EXERCISE AIM: Everything from the line containing "- Conservative **3h" through the line containing "PR #1459, opened 2026-08-25" should be repeated exactly, and nothing else from the data.

DATA EXTRACT:
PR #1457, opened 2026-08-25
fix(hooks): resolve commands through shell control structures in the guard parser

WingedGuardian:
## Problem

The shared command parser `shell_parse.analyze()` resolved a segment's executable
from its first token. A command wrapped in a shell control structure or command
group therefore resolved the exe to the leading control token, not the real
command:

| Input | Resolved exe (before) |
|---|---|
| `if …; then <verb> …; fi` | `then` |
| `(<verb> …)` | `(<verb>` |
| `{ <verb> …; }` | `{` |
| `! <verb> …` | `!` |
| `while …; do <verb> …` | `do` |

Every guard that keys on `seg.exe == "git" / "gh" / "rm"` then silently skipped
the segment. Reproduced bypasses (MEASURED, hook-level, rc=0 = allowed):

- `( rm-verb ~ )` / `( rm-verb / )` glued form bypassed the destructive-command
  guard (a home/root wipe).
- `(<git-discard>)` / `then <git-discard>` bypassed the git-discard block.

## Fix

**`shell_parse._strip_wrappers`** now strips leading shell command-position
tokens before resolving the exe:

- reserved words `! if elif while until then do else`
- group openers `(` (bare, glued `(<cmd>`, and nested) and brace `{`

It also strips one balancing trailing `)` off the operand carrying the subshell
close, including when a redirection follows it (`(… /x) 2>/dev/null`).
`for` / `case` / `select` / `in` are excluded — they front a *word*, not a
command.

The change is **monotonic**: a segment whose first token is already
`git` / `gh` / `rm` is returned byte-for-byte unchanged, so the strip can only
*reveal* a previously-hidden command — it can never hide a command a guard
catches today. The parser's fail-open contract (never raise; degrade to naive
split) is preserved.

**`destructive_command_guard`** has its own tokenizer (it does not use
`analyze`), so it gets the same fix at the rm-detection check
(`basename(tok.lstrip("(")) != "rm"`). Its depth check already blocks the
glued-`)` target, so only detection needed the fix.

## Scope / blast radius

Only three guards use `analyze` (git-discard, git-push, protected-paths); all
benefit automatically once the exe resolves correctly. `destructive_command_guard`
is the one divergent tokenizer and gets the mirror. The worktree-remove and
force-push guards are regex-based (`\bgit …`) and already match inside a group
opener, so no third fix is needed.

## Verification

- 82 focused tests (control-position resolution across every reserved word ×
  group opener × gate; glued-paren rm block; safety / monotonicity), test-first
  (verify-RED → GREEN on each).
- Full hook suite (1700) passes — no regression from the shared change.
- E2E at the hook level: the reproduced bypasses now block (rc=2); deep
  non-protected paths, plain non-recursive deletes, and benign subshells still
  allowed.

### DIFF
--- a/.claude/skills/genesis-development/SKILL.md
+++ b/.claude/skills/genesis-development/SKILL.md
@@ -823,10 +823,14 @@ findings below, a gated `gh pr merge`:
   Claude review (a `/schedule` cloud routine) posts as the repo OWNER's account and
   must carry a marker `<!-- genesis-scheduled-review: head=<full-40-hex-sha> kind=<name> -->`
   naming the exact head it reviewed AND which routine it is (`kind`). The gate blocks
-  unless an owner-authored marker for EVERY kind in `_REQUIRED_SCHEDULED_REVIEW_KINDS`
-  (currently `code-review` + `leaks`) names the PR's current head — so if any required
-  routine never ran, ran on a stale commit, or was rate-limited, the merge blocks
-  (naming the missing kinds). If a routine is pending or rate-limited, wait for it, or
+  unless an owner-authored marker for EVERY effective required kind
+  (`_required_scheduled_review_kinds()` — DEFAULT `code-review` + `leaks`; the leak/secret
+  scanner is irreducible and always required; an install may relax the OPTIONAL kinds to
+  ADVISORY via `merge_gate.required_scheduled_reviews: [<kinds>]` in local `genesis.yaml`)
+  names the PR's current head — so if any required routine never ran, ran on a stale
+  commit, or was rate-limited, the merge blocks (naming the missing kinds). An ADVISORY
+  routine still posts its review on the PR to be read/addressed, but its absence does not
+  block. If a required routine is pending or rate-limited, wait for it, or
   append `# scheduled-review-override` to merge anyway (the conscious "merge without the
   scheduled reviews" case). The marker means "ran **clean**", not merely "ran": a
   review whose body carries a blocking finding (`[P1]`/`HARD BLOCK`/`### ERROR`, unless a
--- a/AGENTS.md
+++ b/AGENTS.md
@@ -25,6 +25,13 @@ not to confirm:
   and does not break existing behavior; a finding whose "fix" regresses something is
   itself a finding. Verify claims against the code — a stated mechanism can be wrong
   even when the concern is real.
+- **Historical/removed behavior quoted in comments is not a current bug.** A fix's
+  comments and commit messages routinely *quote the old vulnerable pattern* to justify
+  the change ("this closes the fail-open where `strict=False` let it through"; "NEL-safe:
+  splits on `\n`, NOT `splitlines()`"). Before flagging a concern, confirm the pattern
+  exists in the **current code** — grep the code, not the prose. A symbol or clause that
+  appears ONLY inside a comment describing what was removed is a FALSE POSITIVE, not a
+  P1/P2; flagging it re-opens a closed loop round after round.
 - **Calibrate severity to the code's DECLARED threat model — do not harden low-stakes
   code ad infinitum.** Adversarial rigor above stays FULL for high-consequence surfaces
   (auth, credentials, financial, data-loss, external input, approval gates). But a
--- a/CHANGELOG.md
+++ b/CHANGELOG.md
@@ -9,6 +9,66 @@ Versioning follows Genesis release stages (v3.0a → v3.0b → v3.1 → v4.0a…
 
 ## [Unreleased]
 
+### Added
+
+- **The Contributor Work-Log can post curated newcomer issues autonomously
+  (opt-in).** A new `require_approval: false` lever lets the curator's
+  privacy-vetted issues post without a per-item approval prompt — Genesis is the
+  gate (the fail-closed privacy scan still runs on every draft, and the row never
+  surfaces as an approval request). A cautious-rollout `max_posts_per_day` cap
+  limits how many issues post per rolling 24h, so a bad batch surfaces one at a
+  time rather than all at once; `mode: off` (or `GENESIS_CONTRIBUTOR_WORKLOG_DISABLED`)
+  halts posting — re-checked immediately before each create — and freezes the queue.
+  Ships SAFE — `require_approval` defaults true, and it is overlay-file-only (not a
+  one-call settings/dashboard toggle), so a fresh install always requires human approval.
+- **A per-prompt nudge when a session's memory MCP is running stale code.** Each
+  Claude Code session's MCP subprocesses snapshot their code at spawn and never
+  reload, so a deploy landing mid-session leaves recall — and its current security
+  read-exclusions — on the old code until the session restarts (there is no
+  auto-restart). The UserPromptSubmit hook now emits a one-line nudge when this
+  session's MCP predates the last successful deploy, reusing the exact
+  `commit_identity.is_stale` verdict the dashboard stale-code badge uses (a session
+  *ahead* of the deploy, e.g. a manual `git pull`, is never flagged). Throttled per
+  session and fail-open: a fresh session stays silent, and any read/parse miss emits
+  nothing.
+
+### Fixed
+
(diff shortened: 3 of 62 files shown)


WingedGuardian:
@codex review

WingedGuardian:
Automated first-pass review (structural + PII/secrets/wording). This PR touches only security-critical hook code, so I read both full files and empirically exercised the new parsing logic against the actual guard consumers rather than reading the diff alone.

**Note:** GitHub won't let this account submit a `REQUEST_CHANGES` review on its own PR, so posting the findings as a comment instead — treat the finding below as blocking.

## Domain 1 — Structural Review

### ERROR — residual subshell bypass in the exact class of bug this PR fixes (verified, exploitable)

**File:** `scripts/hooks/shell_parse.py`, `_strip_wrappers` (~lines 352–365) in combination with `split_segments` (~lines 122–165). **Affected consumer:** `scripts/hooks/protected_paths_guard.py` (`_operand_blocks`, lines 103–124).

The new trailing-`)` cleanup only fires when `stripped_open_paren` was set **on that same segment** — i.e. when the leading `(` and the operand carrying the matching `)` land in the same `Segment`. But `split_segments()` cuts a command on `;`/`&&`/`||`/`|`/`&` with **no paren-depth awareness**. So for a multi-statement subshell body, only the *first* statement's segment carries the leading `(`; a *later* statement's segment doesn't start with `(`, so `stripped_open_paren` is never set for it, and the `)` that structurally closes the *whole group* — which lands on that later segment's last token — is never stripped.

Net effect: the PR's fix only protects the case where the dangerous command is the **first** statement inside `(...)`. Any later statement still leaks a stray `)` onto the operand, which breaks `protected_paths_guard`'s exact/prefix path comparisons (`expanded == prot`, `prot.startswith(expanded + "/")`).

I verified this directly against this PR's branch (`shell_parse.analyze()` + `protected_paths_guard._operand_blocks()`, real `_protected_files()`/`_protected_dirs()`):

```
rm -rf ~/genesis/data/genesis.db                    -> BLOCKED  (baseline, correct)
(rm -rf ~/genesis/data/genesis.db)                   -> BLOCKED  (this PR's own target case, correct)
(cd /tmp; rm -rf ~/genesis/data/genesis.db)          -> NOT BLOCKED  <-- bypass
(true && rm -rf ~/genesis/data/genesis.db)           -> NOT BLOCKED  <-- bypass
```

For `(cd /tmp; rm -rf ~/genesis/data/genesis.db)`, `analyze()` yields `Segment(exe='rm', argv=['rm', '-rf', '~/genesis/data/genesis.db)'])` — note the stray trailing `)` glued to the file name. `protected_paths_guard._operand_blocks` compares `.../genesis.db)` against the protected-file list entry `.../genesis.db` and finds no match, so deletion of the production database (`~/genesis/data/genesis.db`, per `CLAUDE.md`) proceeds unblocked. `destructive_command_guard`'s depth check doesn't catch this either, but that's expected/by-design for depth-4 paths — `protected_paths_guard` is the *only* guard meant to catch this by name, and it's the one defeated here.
---
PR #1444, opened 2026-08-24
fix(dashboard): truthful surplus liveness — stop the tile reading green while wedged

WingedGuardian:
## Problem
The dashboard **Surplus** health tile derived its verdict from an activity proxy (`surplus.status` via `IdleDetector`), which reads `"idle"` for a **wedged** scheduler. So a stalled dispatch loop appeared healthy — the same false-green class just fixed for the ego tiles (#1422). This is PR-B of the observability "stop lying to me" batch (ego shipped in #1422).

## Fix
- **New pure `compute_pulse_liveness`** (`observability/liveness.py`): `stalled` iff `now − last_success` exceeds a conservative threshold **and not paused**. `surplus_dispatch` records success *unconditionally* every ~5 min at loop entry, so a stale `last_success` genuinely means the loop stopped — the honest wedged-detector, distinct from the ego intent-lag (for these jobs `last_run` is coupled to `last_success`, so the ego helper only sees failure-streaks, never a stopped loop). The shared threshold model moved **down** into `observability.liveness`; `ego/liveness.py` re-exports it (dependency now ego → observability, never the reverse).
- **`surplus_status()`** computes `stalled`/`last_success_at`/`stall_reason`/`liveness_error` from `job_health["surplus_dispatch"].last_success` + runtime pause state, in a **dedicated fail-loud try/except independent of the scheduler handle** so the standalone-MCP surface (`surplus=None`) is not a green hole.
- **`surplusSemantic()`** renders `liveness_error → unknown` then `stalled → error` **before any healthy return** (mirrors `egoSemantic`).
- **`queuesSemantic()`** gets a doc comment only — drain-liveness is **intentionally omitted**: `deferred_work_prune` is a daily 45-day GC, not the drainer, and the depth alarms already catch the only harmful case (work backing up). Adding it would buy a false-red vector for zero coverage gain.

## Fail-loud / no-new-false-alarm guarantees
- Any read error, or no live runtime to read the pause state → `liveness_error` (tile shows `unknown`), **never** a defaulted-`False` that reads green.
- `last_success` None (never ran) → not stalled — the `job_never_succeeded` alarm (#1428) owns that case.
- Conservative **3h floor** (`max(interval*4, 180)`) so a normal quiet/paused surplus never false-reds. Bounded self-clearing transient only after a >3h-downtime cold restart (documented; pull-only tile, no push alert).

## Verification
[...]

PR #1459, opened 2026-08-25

EXPECTED ANSWER:
- Conservative **3h floor** (`max(interval*4, 180)`) so a normal quiet/paused surplus never false-reds. Bounded self-clearing transient only after a >3h-downtime cold restart (documented; pull-only tile, no push alert).

## Verification
[...]

PR #1459, opened 2026-08-25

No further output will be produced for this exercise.